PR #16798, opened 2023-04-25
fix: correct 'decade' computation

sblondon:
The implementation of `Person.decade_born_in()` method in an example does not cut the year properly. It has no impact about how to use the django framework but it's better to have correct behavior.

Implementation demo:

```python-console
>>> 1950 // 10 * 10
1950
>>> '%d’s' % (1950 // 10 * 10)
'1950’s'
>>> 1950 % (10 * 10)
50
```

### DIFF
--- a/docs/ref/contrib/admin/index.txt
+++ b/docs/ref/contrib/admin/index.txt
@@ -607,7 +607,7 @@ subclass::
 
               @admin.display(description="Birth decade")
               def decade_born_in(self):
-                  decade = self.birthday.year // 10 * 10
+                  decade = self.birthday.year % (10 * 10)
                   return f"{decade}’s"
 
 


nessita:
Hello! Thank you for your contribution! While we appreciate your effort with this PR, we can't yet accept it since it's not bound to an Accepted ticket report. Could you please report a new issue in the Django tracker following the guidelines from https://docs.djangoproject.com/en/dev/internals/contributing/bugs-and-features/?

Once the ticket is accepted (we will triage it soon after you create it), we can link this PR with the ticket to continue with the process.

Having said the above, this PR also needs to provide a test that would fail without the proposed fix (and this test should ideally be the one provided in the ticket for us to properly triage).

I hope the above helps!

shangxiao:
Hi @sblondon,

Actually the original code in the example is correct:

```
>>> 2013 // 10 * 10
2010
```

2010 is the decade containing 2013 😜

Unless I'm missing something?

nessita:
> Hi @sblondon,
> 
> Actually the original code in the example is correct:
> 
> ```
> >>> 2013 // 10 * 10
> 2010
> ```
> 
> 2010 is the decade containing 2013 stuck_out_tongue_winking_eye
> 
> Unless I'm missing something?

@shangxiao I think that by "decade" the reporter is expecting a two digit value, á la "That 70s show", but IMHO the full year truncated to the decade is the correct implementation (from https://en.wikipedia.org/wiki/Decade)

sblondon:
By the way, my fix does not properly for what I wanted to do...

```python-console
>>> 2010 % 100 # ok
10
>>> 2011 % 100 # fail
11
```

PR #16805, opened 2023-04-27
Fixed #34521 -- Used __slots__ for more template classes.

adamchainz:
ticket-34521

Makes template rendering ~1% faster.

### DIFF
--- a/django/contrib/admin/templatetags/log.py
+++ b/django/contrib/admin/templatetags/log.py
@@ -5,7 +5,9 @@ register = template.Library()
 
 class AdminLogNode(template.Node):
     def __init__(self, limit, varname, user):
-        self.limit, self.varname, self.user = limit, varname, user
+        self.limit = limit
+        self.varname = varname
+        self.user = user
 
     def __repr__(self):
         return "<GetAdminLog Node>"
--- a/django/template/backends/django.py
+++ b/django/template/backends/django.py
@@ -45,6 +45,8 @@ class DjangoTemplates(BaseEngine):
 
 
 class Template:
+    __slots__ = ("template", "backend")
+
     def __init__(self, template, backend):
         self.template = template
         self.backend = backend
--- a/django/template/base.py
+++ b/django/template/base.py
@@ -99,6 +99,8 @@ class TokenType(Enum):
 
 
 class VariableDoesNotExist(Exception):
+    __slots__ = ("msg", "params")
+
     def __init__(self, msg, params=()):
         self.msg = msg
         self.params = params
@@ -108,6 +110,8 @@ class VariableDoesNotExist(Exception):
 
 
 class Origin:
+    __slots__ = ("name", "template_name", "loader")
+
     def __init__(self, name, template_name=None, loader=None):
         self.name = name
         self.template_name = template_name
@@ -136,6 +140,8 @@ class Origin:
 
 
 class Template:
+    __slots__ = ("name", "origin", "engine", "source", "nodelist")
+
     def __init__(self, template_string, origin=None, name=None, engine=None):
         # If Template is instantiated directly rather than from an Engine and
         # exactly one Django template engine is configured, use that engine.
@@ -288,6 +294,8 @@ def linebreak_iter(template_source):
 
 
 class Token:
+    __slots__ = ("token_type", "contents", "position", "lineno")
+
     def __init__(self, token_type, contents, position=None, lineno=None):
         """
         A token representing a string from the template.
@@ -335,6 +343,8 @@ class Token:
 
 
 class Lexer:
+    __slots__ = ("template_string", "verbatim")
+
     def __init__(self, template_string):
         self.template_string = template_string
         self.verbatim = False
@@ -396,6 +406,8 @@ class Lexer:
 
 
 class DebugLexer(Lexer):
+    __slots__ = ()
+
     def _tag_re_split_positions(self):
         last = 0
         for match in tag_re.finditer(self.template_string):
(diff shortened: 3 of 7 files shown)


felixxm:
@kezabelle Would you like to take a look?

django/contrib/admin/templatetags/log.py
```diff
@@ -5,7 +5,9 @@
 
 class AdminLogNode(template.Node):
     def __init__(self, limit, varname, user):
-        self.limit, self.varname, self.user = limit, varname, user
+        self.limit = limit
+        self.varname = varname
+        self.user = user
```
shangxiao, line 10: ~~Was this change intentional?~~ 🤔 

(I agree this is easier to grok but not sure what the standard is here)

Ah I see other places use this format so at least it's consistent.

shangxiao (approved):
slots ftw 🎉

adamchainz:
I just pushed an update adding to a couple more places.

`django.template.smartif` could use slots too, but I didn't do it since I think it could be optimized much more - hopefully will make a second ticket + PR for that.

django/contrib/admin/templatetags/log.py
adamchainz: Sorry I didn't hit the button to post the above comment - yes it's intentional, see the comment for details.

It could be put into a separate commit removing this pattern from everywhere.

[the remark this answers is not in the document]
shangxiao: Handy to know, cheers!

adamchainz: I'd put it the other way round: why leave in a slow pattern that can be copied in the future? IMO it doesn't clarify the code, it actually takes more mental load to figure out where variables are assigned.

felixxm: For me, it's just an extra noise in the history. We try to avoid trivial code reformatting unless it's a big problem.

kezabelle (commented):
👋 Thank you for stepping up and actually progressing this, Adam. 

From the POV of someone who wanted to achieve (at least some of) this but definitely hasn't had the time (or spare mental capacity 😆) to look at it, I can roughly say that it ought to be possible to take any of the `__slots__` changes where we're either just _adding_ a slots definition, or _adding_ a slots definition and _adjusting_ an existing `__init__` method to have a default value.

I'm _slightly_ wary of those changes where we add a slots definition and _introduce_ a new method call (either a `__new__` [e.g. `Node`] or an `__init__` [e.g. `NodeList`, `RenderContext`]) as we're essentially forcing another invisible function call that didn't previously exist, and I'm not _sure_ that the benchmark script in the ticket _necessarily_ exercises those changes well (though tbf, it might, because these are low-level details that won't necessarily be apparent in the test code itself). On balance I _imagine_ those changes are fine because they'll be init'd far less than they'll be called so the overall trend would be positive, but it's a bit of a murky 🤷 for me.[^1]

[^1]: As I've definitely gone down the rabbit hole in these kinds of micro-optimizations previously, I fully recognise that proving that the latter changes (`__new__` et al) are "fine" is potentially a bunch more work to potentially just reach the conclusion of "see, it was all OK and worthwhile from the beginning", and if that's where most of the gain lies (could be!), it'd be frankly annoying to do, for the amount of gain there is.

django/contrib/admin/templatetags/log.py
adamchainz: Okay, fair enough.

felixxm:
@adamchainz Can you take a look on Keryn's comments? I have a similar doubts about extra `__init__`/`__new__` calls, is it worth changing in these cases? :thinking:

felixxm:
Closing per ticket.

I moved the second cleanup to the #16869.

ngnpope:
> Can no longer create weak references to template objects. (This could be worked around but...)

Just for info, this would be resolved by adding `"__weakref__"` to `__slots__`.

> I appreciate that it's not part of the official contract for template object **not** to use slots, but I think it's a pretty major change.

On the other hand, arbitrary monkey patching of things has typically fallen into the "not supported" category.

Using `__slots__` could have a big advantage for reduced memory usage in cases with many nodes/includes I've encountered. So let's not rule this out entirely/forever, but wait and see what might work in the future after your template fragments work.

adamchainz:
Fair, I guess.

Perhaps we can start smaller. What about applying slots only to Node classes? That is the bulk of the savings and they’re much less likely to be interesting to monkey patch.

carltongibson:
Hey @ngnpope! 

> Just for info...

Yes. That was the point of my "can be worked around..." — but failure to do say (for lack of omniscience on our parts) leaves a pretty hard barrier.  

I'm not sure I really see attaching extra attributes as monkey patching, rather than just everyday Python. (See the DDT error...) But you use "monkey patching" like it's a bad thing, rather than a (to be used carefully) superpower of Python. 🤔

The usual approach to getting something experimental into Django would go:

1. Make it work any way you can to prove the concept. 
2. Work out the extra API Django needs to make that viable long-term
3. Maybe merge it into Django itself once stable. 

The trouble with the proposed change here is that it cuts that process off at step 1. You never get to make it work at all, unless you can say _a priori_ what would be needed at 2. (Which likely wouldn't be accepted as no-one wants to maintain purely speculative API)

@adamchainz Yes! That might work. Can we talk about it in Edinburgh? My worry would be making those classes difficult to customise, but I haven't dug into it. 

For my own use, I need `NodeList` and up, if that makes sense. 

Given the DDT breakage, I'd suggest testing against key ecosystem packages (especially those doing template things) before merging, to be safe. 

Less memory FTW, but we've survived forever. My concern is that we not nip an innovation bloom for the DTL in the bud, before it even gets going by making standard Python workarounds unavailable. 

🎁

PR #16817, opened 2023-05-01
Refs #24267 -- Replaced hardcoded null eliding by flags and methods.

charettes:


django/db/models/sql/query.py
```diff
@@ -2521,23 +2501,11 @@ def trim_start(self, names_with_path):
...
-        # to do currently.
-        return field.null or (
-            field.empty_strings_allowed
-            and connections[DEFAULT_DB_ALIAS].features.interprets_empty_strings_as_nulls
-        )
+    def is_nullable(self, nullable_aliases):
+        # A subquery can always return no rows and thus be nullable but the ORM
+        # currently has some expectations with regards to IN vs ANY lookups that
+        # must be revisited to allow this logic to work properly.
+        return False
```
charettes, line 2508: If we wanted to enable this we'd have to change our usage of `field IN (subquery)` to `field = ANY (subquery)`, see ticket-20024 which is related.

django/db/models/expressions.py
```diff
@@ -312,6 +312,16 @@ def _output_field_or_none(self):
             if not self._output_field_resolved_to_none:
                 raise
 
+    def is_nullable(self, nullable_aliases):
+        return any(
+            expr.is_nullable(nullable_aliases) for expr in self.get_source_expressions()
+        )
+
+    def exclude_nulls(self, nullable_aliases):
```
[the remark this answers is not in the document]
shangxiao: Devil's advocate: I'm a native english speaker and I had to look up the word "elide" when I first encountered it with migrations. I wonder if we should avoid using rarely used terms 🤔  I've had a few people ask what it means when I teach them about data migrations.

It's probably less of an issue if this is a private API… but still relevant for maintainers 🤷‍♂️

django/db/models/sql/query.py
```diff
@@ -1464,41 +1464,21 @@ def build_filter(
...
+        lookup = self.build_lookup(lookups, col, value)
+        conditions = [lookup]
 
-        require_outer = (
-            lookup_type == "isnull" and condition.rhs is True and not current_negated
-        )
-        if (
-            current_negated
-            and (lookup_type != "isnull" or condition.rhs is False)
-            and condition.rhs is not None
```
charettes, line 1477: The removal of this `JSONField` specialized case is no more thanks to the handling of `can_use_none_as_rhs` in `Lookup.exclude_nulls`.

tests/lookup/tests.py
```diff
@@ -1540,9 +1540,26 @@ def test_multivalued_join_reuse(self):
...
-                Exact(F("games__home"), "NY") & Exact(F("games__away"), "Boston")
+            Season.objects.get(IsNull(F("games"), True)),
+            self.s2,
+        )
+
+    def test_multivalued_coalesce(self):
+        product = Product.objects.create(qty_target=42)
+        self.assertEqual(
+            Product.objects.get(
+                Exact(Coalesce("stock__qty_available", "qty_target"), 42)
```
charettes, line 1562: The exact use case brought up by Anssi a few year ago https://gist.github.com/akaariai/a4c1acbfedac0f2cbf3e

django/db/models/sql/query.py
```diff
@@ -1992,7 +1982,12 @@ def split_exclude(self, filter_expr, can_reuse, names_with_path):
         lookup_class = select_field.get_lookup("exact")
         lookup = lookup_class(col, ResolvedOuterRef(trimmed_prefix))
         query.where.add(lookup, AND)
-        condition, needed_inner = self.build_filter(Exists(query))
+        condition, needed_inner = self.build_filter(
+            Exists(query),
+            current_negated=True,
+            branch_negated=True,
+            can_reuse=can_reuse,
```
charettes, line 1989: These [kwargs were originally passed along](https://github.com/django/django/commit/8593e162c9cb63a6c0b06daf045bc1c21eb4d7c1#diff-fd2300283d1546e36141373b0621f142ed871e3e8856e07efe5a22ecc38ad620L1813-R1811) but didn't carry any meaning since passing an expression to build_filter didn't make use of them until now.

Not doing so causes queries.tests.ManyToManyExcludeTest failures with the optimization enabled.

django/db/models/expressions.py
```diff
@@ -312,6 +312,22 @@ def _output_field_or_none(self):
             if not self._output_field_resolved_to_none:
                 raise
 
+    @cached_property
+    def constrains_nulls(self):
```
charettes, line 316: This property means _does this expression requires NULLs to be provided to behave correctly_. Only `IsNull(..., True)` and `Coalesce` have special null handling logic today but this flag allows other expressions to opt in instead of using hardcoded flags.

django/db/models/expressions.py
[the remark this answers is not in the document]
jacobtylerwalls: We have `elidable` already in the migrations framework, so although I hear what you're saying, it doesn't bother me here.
== == ==
- **Work instruction**: Copy the stretch of the records above that runs from the line with "pretty major change." through the line with "Yes. That was". Both end lines belong in the copy, and nothing else does.

- **Response area**:
> I appreciate that it's not part of the official contract for template object **not** to use slots, but I think it's a pretty major change.

On the other hand, arbitrary monkey patching of things has typically fallen into the "not supported" category.

Using `__slots__` could have a big advantage for reduced memory usage in cases with many nodes/includes I've encountered. So let's not rule this out entirely/forever, but wait and see what might work in the future after your template fragments work.

adamchainz:
Fair, I guess.

Perhaps we can start smaller. What about applying slots only to Node classes? That is the bulk of the savings and they’re much less likely to be interesting to monkey patch.

carltongibson:
Hey @ngnpope! 

> Just for info...

Yes. That was the point of my "can be worked around..." — but failure to do say (for lack of omniscience on our parts) leaves a pretty hard barrier.  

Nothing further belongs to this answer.